**What is needed:**
Report all lines below with the word "developing".

┌──

PR #355, opened 2023-07-23
target: cache bitstreams

### LINKED ISSUE #43: Cache bitstreams
Synthesis and PAR are slow, rerunning them on every invocation is wasteful, and explicit `--no-build` is awful.

Needs extra care so that it works on:
 - [x] Linux
 - [x] macOS
 - [x] Windows

whitequark:
This is a major usability improvement for two use cases:
* routine and recommended use of the reset button on revC2+, which is otherwise excruciatingly slow;
* frequent switching between multiple specific applet configurations, useful as a workaround for the lack of multiple applet support.

This commit should make most uses of `run --prebuilt` obsolete.

Fixes #43 (again).

Depends on #353.

### DIFF
--- a/software/glasgow/cli.py
+++ b/software/glasgow/cli.py
@@ -244,8 +244,8 @@ def get_argparser():
 
         g_run_bitstream = parser.add_mutually_exclusive_group()
         g_run_bitstream.add_argument(
-            "--rebuild", default=False, action="store_true",
-            help="(advanced) rebuild bitstream even if an identical one is already loaded")
+            "--reload", default=False, action="store_true",
+            help="(advanced) reload bitstream even if an identical one is already loaded")
         g_run_bitstream.add_argument(
             "--prebuilt", default=False, action="store_true",
             help="(advanced) load prebuilt applet bitstream from ./<applet-name.bin>")
@@ -524,7 +524,7 @@ async def _main():
                 with bitstream_file:
                     await device.download_prebuilt(plan, bitstream_file)
             else:
-                await device.download_target(plan, rebuild=args.rebuild)
+                await device.download_target(plan, reload=args.reload)
 
             do_trace = hasattr(args, "trace") and args.trace
             if do_trace:
@@ -695,18 +695,18 @@ async def _main():
                     glasgow_config.bitstream_size = len(new_bitstream)
                     glasgow_config.bitstream_id   = new_bitstream_id
             elif args.applet:
-                logger.info("building bitstream for applet %s", args.applet)
+                logger.info("generating bitstream for applet %s", args.applet)
                 target, applet = _applet(device.revision, args)
                 plan = target.build_plan()
                 new_bitstream_id = plan.bitstream_id
-                new_bitstream    = plan.execute()
+                new_bitstream    = plan.get_bitstream()
 
                 # We always build and reflash the bitstream in case the one currently
                 # in EEPROM is corrupted. If we only compared the ID, there would be
                 # no easy way to recover from that case. There's also no point in
                 # storing the bitstream hash (as opposed to Verilog hash) in the ID,
                 # as building the bitstream takes much longer than flashing it.
-                logger.info("built bitstream ID %s", new_bitstream_id.hex())
+                logger.info("generated bitstream ID %s", new_bitstream_id.hex())
                 glasgow_config.bitstream_size = len(new_bitstream)
                 glasgow_config.bitstream_id   = new_bitstream_id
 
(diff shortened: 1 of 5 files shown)


software/glasgow/target/hardware.py
```diff
@@ -143,3 +145,25 @@ def execute(self, build_dir=None, *, debug=False):
...
+            logger.debug(f"bitstream ID {self.bitstream_id.hex()} is cached")
+        else:
+            logger.debug(f"bitstream ID {self.bitstream_id.hex()} is not cached, executing build")
+            bitstream_data = self.execute(debug=debug)
+            bitstream_hash = hashlib.blake2s(bitstream_data).digest()
+            cache_filename.parent.mkdir(parents=True, exist_ok=True)
+            with cache_filename.open("wb") as cache_file:
+                cache_file.write(bitstream_hash)
+                cache_file.write(bitstream_data)
+        return bitstream_data
```
attie, line 169: I'm always nervous of caches that don't have the ability to forcibly clear/rebuild.

It's feature bloat, but something like:
- `glasgow cache clear` (wipe it out)
- `glasgow cache info` (show the path, size, number of entries)

... with the potential for `glasgow cache list` (details on each entry, would require more metadata to be useful) / etc... in the future

Any desire for eviction of old / stale entries or size control "_today_"?

software/glasgow/target/hardware.py
```diff
@@ -143,3 +145,25 @@ def execute(self, build_dir=None, *, debug=False):
...
+        cache_filename = pathlib.Path(cache_path) / "bitstreams" / self.bitstream_id.hex()
+        cache_exists = False
+        if cache_filename.exists():
+            with cache_filename.open("rb") as cache_file:
+                bitstream_hash = cache_file.read(hashlib.blake2s().digest_size)
+                bitstream_data = cache_file.read()
+                if hashlib.blake2s(bitstream_data).digest() == bitstream_hash:
+                    cache_exists = True
+        if cache_exists:
+            logger.debug(f"bitstream ID {self.bitstream_id.hex()} is cached")
```
attie, line 160: Perhaps upgrade this so users see it without using `--verbose`?

software/glasgow/cli.py
```diff
@@ -244,8 +244,8 @@ def add_run_args(parser):
 
         g_run_bitstream = parser.add_mutually_exclusive_group()
         g_run_bitstream.add_argument(
-            "--rebuild", default=False, action="store_true",
-            help="(advanced) rebuild bitstream even if an identical one is already loaded")
```
attie, line 247: See below re forcibly rebuilding...

attie (commented):
Again, looks great, well done / thank you.

software/glasgow/target/hardware.py
whitequark: I think that if a cache is so poorly made that it requires this ability in all but extreme circumstances then it should not be used at all.

This one I specifically avoided introducing until the point where I was confident it would be very unlikely to misbehave. Specifically, you'd have to be a toolchain developer fixing an issue in Yosys or YoWASP and you'd have to repeatedly install builds with the exact same version string.

In that case I think you probably know about `rm ~/.cache/GlasgowEmbedded/bitstreams/*` though.

software/glasgow/target/hardware.py
whitequark: If you view it is so important people need to pay attention to it then I should simply close this PR and not bother.

software/glasgow/target/hardware.py
attie: This is a very fair point - I think I had the wrong hat on when thinking about managing the cache.

Even while developing an applet, the number of bitstreams could quickly grow... but as a general user you're quite right.

attie (approved):

software/glasgow/target/hardware.py
whitequark: > Even while developing an applet, the number of bitstreams could quickly grow...

Average applet size: 130 KB per build.

Average YoWASP wasm cache size: 70 MB per build.

I think applets are not our biggest concern...

whitequark: Right now my ~/.cache/YoWASP folder is about 1 GB. Granted, I *did* install quite a few builds of it, but it still dwarfs bitstreams by many orders of magnitude.

software/glasgow/target/hardware.py
whitequark: What I *am* going to add here though is logging of the exact file from which the cached bitstream is loaded, so that at least if you do know you got something wrong there you can rm it easily. And it teaches people who use dual `--verbose` where the cache lies, too.

software/glasgow/target/hardware.py
attie: I figured you'd say something like that 🙃 I'm happy, thanks!

whitequark:
@attie Likewise here.

attie (approved):

PR #358, opened 2023-07-24
Make iManufacturer configurable in factory flow

whitequark:
Fixes https://github.com/GlasgowEmbedded/glasgow/issues/347.

PR #360, opened 2023-07-24
Breathe FX2 LED when USB address is not assigned

### LINKED ISSUE #257: Blink FX2 LED when Glasgow is powered, but no USB data connection
This is to make cable issues or charge-only usb cables easily visible for the user.

Use a slow blink (not aggressively fast) because this could also be a permanent and expected state (Glasgow with flashed gateware connected to a power supply).

Implementation: check in firmware if an address is assigned.

Idea from @whitequark on irc: https://freenode.irclog.whitequark.org/glasgow/2020-12-20#28644811;

whitequark:
Fixes #257.


whitequark:
Note to self: merge after #361 and #358.

firmware/main.c
```diff
@@ -954,9 +954,29 @@ int main() {
...
+    // used 'offline', etc).
+    if(FNADDR == 0) {
+      // If no address is assigned, slowly breathe. (Or, during enumeration, abruptly
+      // blink. That's okay though.)
+      switch (USBFRAMEH >> 1) {
+        case 0b00: IOD |=  (1<<PIND_LED_FX2); break;
+        case 0b01: IOD ^=  (1<<PIND_LED_FX2); break;
+        case 0b10: IOD &= ~(1<<PIND_LED_FX2); break;
+        case 0b11: IOD ^=  (1<<PIND_LED_FX2); break;
+      }
```
attie, line 976: Any value in delaying the "breathing" for ~1-2 seconds? Or is that not worth the effort?

It looks a bit funny / concerning immediately after reset on both computer and dumb power bank. (i.e: full brightness for a very brief period, then dimmer almost immediately - on PC it then returns to full brightness, on power bank it "breathes")

whitequark: We're really short on firmware space (seriously, review the `glasgow.mem` file) which is why this isn't done. We'll likely have to eke out individual bytes soon so I'd rather just not do extra work to eliminate a transient glitch that's not that different from our normal power on sequence anyways.

attie: Fair enough! I hadn't realised 🙈

attie (approved):
Thank you!

PR #363, opened 2023-07-24
Split factory flashing off into its own flow

### LINKED ISSUE #252: recover flashing doesn't work when firmware or gateware is flashed
Steps to reproduce
1. flash firmware or gateware onto the eeproms
2. short the recover jumper and release reset
3. ```glasgow factory --force --rev C2```

Result:
```
W: g.device.hardware: device 001/033 did not re-enumerate after firmware upload
E: g.cli: device not found
```
No new serial is flashed. The Glasgow still loads firmware and gateware after a manual reset.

└──

**Your response:**
Even while developing an applet, the number of bitstreams could quickly grow... but as a general user you're quite right.
whitequark: > Even while developing an applet, the number of bitstreams could quickly grow...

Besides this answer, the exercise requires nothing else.